Types of DoS Attacks
There are many types of Denial of Service attacks. The three primary types are:
1. Application Layer
These types attacks target the application layer. In some cases, these attacks are capable of crashing the application such as the webserver, the OS, etc.
2. Protocol Based
These attacks target a particular protocol such ICMP, UDP, TCP, SMB, etc.
3. Volume Based
These attacks are the simplest and attempt to use up all the resources of a website by sending huge volumes of packets so that legitimate users cannot connect to the site.
DoS Tools
A DoS attack is probably the simplest type of attack. In its basic form, the DoS attack uses up all the resources and bandwidth of the website so that legitimate users can not use the website or the response time of the website is so crippled that it makes its use less than optimal.

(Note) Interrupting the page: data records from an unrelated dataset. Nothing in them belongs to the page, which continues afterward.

Issue #12334, opened 2022-10-18
[question] conan 2.0 migration path for `env_info` and `user_info`


prince-chrismc:
- [x] I've read the [CONTRIBUTING guide](https://github.com/conan-io/conan/blob/develop/.github/CONTRIBUTING.md).

This came up in https://github.com/conan-io/conan-center-index/issues/13503, but it's also in a few other recipes

Currently in Conan 1.x we needed to use the `env_info` and `user_info` these are removed in Conan 2.0 and result is hard errors when they are present. https://docs.conan.io/en/latest/migrating_to_2.0/recipes.html#the-package-info-method.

There are many dedicated DoS tools, such as Low Orbit Ion Cannon (LOIC), XOIC, HULK, R-Dead-Yet, Tor's Hammer, PyLoris, DavoSET, GoldenEye, and many others, but two of our network scanning tools make excellent DoS tools, as well.
Hping3
Hping3, the network scanning tool, can be used as a DoS tool as well. Hping3 may be the most powerful and versatile of our network scanning tools, but as a DoS tool, it is capable of sending thousands of packets per second against the target. In addition, it has a feature to use random IP addresses so that the attack can not be traced back.
In this command, we will send 10 million packets (-c 10000000) as fast as possible (--flood) from random IP addresses (--rand-source).
hping3 --flood --rand-source -c 10000000 -S
As you can see in the screenshot above, within seconds, I had sent over 113,000 packets at google.com.
Nmap
Nmap, our favorite network scanning tool, can also be re-purposed as a DoS tool. It's capabilities can be extended by NSE scripts. These are scripts, purposely written for nmap, that enable it do additional tasks. Among these scripts are some for DoSing.
In the command below, we will be sending SMB packets via the SMB flood script at "insane" speed (-T5) while spoofing our MAC address (--spoof-mac) and spoofing our IP address (-S) to port 445 (-p).
nmap -script smb-flood --spoof-mac
This command requires us to add -e eth0 to tell nmap which interface to use (since we used a spoofed IP) and I have added -P0 to suppress the ping, so that it can get past websites that block ICMP.